Material to process:
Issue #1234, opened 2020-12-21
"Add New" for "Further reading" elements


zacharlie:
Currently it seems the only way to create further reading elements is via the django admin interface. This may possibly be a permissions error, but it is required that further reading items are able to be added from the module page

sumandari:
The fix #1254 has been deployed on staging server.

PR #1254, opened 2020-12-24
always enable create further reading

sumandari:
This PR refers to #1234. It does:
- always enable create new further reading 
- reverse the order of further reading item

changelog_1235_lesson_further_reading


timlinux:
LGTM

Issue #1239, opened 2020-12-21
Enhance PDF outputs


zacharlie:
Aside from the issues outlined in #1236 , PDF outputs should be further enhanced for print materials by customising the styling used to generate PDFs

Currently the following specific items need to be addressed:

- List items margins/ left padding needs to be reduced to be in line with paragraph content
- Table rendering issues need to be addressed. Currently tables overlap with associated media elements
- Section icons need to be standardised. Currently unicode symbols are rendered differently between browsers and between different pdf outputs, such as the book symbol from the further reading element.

What is being asked:
Your answer should reproduce each line of the listing that holds the word "outputs".

Solved exercise:
Enhance PDF outputs
Aside from the issues outlined in #1236 , PDF outputs should be further enhanced for print materials by customising the styling used to generate PDFs
- Section icons need to be standardised. Currently unicode symbols are rendered differently between browsers and between different pdf outputs, such as the book symbol from the further reading element.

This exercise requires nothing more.